Work request: Where does "proxy" occur in the listing? Copy every line that holds it.

-----

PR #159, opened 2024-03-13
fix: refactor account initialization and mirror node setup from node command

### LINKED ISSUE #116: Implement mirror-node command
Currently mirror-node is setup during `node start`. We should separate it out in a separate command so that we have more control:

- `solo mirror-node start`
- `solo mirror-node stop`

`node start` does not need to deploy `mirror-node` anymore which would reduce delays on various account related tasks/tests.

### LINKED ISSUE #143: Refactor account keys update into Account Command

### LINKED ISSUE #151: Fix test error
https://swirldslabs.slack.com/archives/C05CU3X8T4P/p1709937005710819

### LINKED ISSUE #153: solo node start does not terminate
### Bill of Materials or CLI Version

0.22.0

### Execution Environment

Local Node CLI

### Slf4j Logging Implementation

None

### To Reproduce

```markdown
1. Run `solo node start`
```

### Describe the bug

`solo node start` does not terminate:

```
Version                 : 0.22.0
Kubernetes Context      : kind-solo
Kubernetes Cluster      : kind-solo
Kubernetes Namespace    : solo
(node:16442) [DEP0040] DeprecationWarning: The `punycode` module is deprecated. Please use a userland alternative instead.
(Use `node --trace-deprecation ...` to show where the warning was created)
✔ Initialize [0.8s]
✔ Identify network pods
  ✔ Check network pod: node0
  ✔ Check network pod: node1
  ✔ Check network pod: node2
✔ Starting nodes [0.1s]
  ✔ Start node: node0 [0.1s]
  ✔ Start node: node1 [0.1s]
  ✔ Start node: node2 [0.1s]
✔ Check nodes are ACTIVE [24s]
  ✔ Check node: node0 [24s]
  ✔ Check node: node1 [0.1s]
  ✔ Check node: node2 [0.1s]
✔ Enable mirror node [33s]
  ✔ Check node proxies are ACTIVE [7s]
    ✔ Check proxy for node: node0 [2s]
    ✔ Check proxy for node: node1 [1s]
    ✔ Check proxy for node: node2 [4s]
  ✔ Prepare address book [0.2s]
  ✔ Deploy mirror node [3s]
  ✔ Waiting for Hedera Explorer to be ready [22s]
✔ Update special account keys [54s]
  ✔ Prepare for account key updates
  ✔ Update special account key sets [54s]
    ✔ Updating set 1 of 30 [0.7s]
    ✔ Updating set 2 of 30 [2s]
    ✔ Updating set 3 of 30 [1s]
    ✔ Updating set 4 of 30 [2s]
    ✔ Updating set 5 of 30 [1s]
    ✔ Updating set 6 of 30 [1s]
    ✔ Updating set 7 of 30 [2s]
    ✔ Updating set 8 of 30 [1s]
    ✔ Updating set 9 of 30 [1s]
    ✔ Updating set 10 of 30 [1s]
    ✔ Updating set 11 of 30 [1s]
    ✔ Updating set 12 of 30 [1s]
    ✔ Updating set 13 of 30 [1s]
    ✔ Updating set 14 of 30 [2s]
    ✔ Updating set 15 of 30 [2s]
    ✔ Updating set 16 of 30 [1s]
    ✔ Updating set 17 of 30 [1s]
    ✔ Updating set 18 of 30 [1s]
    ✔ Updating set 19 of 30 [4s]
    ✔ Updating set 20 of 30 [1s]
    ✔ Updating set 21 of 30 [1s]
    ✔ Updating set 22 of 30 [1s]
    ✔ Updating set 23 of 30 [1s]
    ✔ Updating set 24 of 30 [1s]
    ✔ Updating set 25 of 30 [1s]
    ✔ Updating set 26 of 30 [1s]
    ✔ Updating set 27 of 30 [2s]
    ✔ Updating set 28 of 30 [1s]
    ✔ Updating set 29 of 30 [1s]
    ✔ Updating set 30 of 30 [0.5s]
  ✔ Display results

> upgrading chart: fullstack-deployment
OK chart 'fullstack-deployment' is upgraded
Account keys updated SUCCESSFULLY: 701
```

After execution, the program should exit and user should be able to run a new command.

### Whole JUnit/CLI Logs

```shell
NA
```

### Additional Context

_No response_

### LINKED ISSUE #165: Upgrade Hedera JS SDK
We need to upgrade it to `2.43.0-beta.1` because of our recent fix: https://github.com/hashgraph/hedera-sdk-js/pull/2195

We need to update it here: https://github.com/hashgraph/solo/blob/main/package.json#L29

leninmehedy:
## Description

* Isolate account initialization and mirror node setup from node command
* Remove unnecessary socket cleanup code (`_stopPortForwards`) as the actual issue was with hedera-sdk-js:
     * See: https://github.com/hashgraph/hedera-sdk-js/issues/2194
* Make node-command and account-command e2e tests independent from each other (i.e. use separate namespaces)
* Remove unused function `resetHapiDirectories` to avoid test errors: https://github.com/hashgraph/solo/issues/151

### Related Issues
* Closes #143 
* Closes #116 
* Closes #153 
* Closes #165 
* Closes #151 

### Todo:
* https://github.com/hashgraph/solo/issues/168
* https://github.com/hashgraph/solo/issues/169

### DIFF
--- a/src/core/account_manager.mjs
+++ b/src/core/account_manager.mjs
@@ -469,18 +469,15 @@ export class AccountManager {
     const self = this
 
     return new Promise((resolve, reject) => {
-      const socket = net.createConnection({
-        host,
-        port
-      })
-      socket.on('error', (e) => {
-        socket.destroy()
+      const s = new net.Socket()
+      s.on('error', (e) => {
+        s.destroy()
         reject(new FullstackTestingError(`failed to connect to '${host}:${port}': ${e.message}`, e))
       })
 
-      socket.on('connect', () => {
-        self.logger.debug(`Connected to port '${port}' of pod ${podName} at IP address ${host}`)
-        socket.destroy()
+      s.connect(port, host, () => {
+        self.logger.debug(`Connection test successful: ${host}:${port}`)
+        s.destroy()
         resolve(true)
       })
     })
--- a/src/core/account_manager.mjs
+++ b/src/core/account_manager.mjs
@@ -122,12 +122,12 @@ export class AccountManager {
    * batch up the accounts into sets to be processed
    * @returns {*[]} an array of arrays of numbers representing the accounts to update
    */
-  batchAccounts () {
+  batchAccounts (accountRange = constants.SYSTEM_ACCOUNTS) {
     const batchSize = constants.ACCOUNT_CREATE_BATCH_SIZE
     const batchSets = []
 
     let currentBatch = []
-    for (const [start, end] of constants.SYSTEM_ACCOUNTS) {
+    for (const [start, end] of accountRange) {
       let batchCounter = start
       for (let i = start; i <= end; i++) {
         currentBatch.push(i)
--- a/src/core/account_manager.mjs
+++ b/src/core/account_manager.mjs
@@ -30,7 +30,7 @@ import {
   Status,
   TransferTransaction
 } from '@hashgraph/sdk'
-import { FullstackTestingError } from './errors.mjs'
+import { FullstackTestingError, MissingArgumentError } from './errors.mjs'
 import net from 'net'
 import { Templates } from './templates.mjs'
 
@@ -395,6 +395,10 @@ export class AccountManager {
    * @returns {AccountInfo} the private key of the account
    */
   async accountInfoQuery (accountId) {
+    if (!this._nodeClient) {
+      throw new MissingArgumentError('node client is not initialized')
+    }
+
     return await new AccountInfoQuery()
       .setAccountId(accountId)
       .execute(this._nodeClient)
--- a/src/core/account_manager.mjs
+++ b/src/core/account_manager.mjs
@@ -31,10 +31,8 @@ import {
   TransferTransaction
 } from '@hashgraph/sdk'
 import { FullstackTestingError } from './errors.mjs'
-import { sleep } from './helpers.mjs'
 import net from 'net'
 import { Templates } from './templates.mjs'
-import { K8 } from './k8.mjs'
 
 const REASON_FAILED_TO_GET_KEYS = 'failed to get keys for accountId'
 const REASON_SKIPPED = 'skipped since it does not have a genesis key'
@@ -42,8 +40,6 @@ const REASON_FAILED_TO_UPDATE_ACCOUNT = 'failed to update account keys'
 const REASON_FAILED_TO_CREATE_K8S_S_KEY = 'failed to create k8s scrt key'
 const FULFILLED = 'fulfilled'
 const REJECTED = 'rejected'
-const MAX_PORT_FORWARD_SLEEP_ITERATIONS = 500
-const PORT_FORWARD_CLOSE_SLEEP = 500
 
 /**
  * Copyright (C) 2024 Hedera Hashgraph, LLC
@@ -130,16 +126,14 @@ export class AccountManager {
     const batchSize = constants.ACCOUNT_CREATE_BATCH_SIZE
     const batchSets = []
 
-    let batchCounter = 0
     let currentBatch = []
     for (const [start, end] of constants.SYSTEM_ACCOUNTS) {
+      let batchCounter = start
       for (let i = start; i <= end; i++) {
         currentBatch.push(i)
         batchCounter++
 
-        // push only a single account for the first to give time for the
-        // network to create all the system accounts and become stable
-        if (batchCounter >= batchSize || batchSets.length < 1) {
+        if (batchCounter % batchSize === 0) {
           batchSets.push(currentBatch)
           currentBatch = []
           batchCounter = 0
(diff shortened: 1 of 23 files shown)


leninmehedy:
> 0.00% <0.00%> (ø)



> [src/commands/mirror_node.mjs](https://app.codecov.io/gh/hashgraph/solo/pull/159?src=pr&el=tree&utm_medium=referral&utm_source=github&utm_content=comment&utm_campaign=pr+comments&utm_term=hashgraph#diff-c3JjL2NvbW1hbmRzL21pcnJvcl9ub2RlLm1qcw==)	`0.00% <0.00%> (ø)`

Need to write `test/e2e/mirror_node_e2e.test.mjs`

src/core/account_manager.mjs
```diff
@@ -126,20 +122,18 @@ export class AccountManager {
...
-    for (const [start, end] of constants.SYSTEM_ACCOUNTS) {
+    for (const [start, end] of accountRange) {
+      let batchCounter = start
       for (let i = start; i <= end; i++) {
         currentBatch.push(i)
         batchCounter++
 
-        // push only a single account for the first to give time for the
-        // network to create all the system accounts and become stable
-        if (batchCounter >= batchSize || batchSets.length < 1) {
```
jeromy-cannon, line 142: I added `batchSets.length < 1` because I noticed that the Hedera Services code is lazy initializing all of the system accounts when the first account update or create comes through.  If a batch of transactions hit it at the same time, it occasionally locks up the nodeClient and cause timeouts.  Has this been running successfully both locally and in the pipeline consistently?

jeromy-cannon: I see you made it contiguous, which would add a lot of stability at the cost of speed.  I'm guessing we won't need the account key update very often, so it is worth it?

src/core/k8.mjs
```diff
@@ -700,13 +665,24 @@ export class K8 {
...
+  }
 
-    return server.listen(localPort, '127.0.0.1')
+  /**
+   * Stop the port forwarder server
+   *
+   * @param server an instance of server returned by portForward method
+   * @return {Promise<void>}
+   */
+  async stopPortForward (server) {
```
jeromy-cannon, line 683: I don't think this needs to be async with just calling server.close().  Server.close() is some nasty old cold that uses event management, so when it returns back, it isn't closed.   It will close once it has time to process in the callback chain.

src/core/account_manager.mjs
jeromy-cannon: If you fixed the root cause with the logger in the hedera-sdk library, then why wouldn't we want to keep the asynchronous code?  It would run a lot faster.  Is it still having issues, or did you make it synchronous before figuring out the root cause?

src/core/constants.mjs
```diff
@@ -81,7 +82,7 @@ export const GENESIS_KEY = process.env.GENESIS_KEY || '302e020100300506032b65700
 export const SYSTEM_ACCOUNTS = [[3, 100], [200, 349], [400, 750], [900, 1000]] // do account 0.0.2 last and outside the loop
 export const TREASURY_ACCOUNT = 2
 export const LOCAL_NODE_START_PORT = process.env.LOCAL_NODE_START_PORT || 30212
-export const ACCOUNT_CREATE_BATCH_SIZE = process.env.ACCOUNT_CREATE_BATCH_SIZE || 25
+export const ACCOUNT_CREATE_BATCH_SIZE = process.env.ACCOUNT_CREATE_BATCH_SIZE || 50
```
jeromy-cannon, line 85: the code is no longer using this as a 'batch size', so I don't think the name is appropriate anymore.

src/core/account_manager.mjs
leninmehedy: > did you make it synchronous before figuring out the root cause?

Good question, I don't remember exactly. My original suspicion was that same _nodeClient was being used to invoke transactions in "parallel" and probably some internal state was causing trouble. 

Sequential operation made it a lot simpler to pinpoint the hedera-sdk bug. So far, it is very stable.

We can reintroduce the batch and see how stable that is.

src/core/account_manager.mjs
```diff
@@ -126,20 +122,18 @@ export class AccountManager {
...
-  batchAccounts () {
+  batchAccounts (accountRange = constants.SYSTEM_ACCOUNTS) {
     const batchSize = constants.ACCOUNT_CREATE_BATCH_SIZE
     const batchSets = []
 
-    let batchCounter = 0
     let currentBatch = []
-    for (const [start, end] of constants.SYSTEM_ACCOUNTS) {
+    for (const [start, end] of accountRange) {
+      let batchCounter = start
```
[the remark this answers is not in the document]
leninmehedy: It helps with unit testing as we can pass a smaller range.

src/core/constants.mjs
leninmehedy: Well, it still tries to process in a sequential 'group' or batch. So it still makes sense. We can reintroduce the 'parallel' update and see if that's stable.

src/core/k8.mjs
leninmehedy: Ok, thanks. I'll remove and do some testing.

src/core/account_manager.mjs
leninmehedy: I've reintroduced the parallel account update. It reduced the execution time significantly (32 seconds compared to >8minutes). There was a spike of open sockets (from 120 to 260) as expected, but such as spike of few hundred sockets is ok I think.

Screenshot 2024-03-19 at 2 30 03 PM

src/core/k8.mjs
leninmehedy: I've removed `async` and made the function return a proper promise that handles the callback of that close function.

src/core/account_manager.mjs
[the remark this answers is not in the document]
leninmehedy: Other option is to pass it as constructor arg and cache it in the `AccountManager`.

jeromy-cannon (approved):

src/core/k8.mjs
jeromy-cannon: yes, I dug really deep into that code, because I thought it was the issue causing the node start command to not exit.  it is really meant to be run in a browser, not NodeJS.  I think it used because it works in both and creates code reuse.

-----

Answer for the task:
    ✔ Check proxy for node: node0 [2s]
    ✔ Check proxy for node: node1 [1s]
    ✔ Check proxy for node: node2 [4s]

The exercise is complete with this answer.